À l’évocation de la tendresse, une image concrète me vient à l’esprit, celle de la guimauve. Parce que l’on peut y enfoncer ses doigts sans qu’elle résiste, la guimauve, tout comme une balle antistress, accueille tous nos gestes et pressions. Elle n’est pourtant pas dénuée d’existence puisqu’on peut ressentir sa consistance au toucher. On peut la pétrir sans l’abîmer.

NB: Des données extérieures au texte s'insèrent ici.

PR #1102, opened 2026-09-15
Resolve percentage widths on inline-content inline-blocks

### LINKED ISSUE #1097: A percentage width on an inline-content inline-block is ignored and the box shrink-to-fits (CSS 2.1 §10.3.9)

ChrisVanDijk:
Fixes #1097

Summary:
- resolve non-auto inline-block widths against the child containing block using the current page-aware width basis
- preserve the existing single used-width path for line advance, painted geometry, and box-sizing
- update regression tests, support documentation, showcase coverage, and internal gap/migration notes

Verification:
- focused InlineBlockDeclaredWidth tests pass on net8.0 and net10.0
- full net8.0 suite: 11,714 passed, 9 platform-specific skips
- all changed executable lines covered
- all 131 showcases generated successfully
- full solution rebuild: 0 warnings, 0 errors


jhaygood86 (approved):
Verified independently, not just from the PR's own claims:

**Spec accuracy** — fetched CSS 2.1 §10.3.9 and §10.2 directly. §10.3.9: shrink-to-fit only applies when `width` is `auto` ("If `width` is `auto`, the used value is the shrink-to-fit width..."), so a declared percentage must size the box. §10.2: a percentage resolves against the containing block's width. Both match what the fix does and what the docs edit says.

**No duplicate resolver introduced** — `ResolveAtomicInlineDeclaredWidth` now calls the same `PageAwareWidthBasis` helper `GetBoxWidth` already uses elsewhere, rather than growing a second percentage-resolution path (this repo's CLAUDE.md explicitly flags that as an anti-pattern).

**`blockTop`/`coordinates.CurrentY` sourcing** — traced both branches (this one and the existing `FlowAtomicBlockContentChild` path) and confirmed they capture the same Y at the same point in `FlowBox`'s per-child walk before this child's width is resolved. No staleness/off-by-one-pass issue under multi-page reflow.

**Composition with today's #1094/#1099 changes to the same `FlowBox`/`FinalizeFlowBoxExit` code** — safe. This diff only touches the guard clause and percentage-basis computation in `ResolveAtomicInlineDeclaredWidth` plus the one call site's new argument; everything downstream (`WidenAtomicInlineRectangles`, `ReserveAtomicInlineUsedWidth`, the border-box flooring arithmetic) consumes `child.Size` uniformly regardless of whether it came from an absolute or resolved-percentage length.

**Mutation test** — reintroduced the old `EndsWith('%')` exclusion; the two rewritten tests failed with the exact old shrink-to-fit symptom (~10-17pt instead of 200pt). Restored.

**box-sizing: border-box** — not covered by the PR's own two tests (both are content-box only), so I verified this combination with an ad hoc test of my own (50% width + border-box + padding/border inside a 400pt containing block → correctly floors to 200pt border-box width). Confirms the fix is correct there too, but it's a real gap in the PR's own test coverage — non-blocking, worth a quick follow-up.

**Build** — `dotnet build PeachPDF.slnx -t:Rebuild`: 0 warnings, 0 errors.
**Tests** — `dotnet test --framework net8.0`: 11,714 passed, 0 failed, 9 skipped (platform-specific), matching the PR description exactly.
**CI** — green on all three platforms.

Non-blocking nits: a missing blank line before the `### Stacking Context` heading left over from the docs edit (docs/html-css-support.md), and the border-box+percentage test gap noted above. Neither blocks merge.

Nice, tightly-scoped follow-up to #1099 — good that this landed same-day while the containing-block plumbing context was still fresh.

Ainsi cette métaphore me semble bien adaptée pour décrire la qualité de tendresse d’un cœur humain, qualité que nous avons tous et que nous pouvons cultiver. Être tendre, c’est accueillir l’autre à bras ouverts, mais aussi les événements de la vie, sans résister afin de se laisser imprégner par le cours des choses. Mais c’est aussi exister pleinement et offrir sa propre consistance sans se laisser altérer. Devenir “La maison d’hôte” dont parle Rûmî dans son poème*.

Il est très difficile d’être tendre car nous cherchons plutôt à nous protéger.
Nos peurs souvent imaginaires nous ferment à cette qualité d’ouverture et nous incitent à penser, à tort, que nous allons perdre quelque chose de nous-mêmes. La tendresse peut être ainsi reléguée au rayon des sentiments mièvres, comme les chansons qu’on qualifie d’ailleurs de “guimauve”. Le risque est de nous assécher et de devenir une forteresse impénétrable, dur envers les autres et envers soi.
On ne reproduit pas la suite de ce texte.